Exercise ▸ In the entries below, how many lines hold the word "yamlIgnition"? Answer with the number only.

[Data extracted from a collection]

+-------+

PR #1657, opened 2025-09-05
Introducing mcfg (machine config) package

yevgeny-shnaidman:
Currently pkg/mcproduce includes a code that creates the MachineConfig for Day1. we are going to have a controller that will also need to create/update a MachineConfig, specifically ignition part. This commit introduces a mcfg package, that contains API that creates an ignition json, and will be used by the mcproducer and the future controller. Changes:
1. templates and scripts involved in the ignition are moved to mcfg package
2. an API for generating the Ignition (using scripts and templates) is introduced
3. in pkg/mcproduces, the machine config package is changed to just imprt the ignition created by the mcfg API

## Summary by CodeRabbit

* **New Features**
  * MachineConfigs now include a generated Ignition payload that provisions and sequences services and helper scripts (crio-wipe remains masked).

* **Refactor**
  * Templates simplified to accept a pre-rendered Ignition blob; ignition generation moved out of template rendering.

* **Tests**
  * New test suite verifies generated Ignition YAML/JSON matches expected fixtures.

* **Chores**
  * Updated dependencies and vendored libraries (adds template helpers, semver, string utilities, decimal, crypto helpers).


internal/mcfg/testdata/ignition-test.yaml
```diff
@@ -0,0 +1,78 @@
...
+        - contents: |
+            [Unit]
+            Description=Replace in-tree kernel module with oot kernel module
+            Before=network-pre.target
+            Wants=network-pre.target
+            DefaultDependencies=no
+            [Service]
+            User=root
+            Type=oneshot
+            TimeoutSec=10
```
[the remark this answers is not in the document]
yevgeny-shnaidman: Fixed

internal/mcfg/mcfg.go
```diff
@@ -0,0 +1,82 @@
...
+	templateFS embed.FS
+
+	ignitionTemplate = template.Must(
+		template.ParseFS(templateFS, "templates/ignition.gotmpl"),
+	)
+)
+
+//go:generate mockgen -source=mcfg.go -package=mcfg -destination=mock_mcfg.go
+
+type MCFG interface {
```
ybettan, line 38:
```suggestion
type MC interface {
```

MC is the common acronym for MachineConfig in OCP.

internal/mcfg/mcfg.go
```diff
@@ -0,0 +1,82 @@
...
+	GenerateIgnition(kernelModuleImage, kernelModuleName, inTreeModuleToRemove, firmwareFilesPath, workerImage, servicePrefix string) ([]byte, error)
+}
+
+type mcfgImpl struct {
```
ybettan, line 42:
```suggestion
type mc struct {
```
WDYT?

yevgeny-shnaidman: The same answer as above

internal/mcfg/mcfg.go
```diff
@@ -0,0 +1,81 @@
...
+		"WaitForNetworkDispatcherContents": base64.StdEncoding.EncodeToString([]byte(scriptWaitForNetworkDispatcher)),
+	}
+
+	var parsedIgnition bytes.Buffer
+
+	if err := ignitionTemplate.Execute(&parsedIgnition, templateParams); err != nil {
+		return nil, fmt.Errorf("could not render the ignition: %v", err)
+	}
+
+	var yamlIgnition map[string]interface{}
```
ybettan, line 70: Can't we json-marshal directly from a map?

internal/mcfg/templates/ignition.gotmpl
```diff
@@ -0,0 +1,77 @@
+ignition:
```
ybettan, line 1: Can we somehow reuse `pkg/mcproducer/templates/machine-config.gotmpl`? Do we have to redefine a template?

pkg/mcproducer/mcproducer.go
```diff
@@ -52,29 +46,30 @@ func ProduceMachineConfig(machineConfigName,
...
+	mcfgAPI := mcfg.NewMCFG()
+	jsonIgnition, err := mcfgAPI.GenerateIgnition(kernelModuleImage, kernelModuleName, inTreeModuleToRemove, firmwareFilesPath, workerImageToUse, machineConfigName)
+	if err != nil {
+		return "", fmt.Errorf("failed to create ignition string: %v", err)
 	}
 
-	templateParams["ReplaceInTreeDriverContents"] = base64.StdEncoding.EncodeToString([]byte(scriptReplaceKmod))
-	templateParams["PullKernelModuleContents"] = base64.StdEncoding.EncodeToString([]byte(scriptPullImage))
-	templateParams["WaitForNetworkDispatcherContents"] = base64.StdEncoding.EncodeToString([]byte(scriptWaitForNetworkDispatcher))
+	yamlIgnition, err := yaml.JSONToYAML(jsonIgnition)
```
ybettan, line 55: The mcfgAPI is converting the yaml ignition to a json ignition and here we are re-converting. Can we just return both json and yaml ignitions from the mcfg API? Or don't convert to json to begin with in the mcfg API?

internal/mcfg/mcfg.go
ybettan: What is the difference between MachineConfig and MachineConfiguration?

internal/mcfg/mcfg.go
yevgeny-shnaidman: yes: yaml is more clear and understandable, when looking at the ignition. Unfortunately ignition does not have a well-defined structure, that's why i am using a yaml template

+-------+

Written solution ▸ 2